* **Data entries**

- - -

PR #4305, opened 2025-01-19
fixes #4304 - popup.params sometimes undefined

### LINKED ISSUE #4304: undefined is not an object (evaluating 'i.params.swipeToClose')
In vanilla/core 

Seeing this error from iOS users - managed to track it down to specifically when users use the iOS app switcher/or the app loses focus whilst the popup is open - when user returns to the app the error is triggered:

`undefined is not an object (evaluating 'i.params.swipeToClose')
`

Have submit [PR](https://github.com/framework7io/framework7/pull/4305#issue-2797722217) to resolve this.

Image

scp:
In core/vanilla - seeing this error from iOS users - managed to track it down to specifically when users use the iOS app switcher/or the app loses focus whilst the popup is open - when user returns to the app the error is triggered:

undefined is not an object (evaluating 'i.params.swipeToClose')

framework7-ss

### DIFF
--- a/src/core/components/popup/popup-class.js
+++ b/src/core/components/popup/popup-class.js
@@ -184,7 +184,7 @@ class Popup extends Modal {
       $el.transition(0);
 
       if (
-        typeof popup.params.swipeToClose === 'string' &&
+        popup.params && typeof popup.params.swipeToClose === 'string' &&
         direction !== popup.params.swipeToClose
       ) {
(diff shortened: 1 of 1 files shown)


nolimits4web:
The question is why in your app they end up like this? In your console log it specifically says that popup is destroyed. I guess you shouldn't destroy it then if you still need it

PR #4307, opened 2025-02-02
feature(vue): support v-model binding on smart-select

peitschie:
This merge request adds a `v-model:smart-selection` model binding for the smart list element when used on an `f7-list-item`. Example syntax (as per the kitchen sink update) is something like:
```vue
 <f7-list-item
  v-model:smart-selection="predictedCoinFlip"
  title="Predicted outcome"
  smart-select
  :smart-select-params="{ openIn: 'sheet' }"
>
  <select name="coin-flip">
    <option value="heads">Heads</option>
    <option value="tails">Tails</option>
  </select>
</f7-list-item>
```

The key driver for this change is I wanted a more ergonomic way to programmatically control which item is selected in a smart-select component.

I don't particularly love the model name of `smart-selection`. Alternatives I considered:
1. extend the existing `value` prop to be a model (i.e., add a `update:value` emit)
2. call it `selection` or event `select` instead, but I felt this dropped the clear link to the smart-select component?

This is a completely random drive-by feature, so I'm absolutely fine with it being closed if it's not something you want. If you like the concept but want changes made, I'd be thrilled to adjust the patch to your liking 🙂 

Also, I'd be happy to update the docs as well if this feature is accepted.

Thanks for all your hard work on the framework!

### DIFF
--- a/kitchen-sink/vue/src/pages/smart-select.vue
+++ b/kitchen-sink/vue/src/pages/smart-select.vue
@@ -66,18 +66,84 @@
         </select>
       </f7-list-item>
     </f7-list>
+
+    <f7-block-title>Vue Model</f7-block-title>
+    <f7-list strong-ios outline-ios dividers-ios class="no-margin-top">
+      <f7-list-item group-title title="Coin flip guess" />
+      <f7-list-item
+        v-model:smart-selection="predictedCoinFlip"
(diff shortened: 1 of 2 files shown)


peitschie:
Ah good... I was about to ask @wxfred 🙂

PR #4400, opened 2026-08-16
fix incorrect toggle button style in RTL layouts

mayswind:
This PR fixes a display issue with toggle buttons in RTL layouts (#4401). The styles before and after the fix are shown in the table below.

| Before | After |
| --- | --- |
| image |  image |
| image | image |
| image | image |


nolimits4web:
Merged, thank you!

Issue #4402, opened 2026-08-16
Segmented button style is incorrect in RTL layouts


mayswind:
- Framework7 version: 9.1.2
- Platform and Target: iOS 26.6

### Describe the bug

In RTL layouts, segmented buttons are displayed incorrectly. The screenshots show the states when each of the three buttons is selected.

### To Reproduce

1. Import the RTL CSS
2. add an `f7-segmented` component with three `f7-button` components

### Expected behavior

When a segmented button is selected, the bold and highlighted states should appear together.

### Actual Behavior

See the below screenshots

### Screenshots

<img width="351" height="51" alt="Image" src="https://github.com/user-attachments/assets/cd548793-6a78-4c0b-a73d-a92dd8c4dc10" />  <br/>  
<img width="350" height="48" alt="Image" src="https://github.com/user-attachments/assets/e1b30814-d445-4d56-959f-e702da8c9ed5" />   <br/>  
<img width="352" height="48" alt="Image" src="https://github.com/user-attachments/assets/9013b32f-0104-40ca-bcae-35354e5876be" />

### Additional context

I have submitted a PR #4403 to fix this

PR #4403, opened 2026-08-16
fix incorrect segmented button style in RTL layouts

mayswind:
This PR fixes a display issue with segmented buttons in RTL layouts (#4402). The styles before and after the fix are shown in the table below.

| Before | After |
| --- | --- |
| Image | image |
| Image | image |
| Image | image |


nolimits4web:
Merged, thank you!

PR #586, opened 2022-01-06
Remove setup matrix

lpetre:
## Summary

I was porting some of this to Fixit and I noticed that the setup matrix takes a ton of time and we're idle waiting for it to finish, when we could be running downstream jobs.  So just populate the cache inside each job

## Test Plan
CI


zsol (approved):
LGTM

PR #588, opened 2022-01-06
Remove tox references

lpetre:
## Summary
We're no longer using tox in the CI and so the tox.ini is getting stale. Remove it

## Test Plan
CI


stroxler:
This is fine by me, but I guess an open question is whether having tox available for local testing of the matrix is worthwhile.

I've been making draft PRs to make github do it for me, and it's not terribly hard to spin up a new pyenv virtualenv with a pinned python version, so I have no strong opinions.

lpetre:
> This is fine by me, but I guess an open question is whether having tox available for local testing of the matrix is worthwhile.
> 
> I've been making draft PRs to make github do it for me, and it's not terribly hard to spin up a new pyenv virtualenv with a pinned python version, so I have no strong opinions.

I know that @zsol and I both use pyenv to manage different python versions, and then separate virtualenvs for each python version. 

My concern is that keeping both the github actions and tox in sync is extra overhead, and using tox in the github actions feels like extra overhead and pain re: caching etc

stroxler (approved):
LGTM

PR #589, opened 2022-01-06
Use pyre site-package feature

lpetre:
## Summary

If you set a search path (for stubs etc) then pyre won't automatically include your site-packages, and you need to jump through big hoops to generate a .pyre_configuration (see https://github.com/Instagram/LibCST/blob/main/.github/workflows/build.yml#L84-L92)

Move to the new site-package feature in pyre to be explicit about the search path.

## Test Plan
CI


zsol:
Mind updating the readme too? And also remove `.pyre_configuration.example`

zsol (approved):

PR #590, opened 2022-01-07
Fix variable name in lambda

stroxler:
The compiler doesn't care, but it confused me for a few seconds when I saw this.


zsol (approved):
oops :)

- - -

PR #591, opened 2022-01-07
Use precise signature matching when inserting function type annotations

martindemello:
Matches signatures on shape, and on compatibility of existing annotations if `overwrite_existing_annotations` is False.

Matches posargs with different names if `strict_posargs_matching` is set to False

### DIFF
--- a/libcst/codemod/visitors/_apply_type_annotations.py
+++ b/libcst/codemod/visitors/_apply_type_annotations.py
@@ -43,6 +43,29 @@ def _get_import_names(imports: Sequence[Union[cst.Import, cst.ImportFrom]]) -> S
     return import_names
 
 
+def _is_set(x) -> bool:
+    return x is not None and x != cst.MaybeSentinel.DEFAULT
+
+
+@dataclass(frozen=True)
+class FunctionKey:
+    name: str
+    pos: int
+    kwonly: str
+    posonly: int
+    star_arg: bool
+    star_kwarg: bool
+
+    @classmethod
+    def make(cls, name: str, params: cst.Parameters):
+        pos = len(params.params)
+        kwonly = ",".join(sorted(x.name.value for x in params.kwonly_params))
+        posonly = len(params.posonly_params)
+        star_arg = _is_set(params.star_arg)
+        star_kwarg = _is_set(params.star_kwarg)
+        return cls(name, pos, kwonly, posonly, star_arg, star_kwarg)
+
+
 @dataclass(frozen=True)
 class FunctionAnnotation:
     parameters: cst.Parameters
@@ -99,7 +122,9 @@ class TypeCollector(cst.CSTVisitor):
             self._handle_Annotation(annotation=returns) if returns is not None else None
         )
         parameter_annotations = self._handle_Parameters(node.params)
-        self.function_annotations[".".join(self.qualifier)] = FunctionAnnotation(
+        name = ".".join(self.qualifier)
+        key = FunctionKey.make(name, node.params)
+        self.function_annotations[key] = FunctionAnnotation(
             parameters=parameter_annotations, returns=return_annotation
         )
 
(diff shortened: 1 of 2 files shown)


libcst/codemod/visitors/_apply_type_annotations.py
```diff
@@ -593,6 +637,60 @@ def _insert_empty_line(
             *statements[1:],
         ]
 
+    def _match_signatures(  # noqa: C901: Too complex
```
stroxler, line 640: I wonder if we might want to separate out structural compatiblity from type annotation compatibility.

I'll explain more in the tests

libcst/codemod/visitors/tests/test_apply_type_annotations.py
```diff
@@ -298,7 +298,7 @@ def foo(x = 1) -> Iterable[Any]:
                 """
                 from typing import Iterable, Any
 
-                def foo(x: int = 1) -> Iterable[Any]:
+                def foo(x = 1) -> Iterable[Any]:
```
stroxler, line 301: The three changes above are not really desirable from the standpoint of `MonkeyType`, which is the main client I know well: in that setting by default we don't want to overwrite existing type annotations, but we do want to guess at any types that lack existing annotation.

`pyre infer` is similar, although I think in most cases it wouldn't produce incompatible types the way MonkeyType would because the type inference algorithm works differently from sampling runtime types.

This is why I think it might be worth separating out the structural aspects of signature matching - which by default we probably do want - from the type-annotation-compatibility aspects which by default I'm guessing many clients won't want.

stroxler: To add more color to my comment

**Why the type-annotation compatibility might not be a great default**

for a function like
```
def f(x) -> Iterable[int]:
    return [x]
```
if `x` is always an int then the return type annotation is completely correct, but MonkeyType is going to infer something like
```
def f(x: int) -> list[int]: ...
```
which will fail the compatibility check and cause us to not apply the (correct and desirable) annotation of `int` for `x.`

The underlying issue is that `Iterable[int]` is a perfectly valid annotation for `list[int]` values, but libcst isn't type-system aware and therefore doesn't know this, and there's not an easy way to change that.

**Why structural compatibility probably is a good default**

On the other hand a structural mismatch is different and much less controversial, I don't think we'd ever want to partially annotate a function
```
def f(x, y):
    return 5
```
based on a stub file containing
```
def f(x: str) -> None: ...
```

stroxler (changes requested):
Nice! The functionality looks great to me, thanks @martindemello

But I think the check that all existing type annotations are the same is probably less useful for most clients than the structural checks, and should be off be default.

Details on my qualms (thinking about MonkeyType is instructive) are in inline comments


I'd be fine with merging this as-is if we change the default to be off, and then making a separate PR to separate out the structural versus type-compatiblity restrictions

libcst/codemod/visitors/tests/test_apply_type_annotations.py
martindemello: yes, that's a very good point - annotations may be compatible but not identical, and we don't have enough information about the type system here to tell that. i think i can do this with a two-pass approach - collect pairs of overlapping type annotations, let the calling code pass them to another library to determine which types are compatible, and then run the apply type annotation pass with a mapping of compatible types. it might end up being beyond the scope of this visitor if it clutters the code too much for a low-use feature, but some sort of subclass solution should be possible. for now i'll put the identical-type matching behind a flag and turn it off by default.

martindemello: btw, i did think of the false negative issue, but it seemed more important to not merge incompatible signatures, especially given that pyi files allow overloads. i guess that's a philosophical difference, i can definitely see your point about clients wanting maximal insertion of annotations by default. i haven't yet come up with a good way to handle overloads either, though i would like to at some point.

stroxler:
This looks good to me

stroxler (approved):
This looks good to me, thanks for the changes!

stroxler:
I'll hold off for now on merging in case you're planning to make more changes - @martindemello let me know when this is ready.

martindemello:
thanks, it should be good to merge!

- - -

* **Work instructions**
All lines of the records above that contain the word "less" are to be copied out.

* **Solution below**
On the other hand a structural mismatch is different and much less controversial, I don't think we'd ever want to partially annotate a function
But I think the check that all existing type annotations are the same is probably less useful for most clients than the structural checks, and should be off be default.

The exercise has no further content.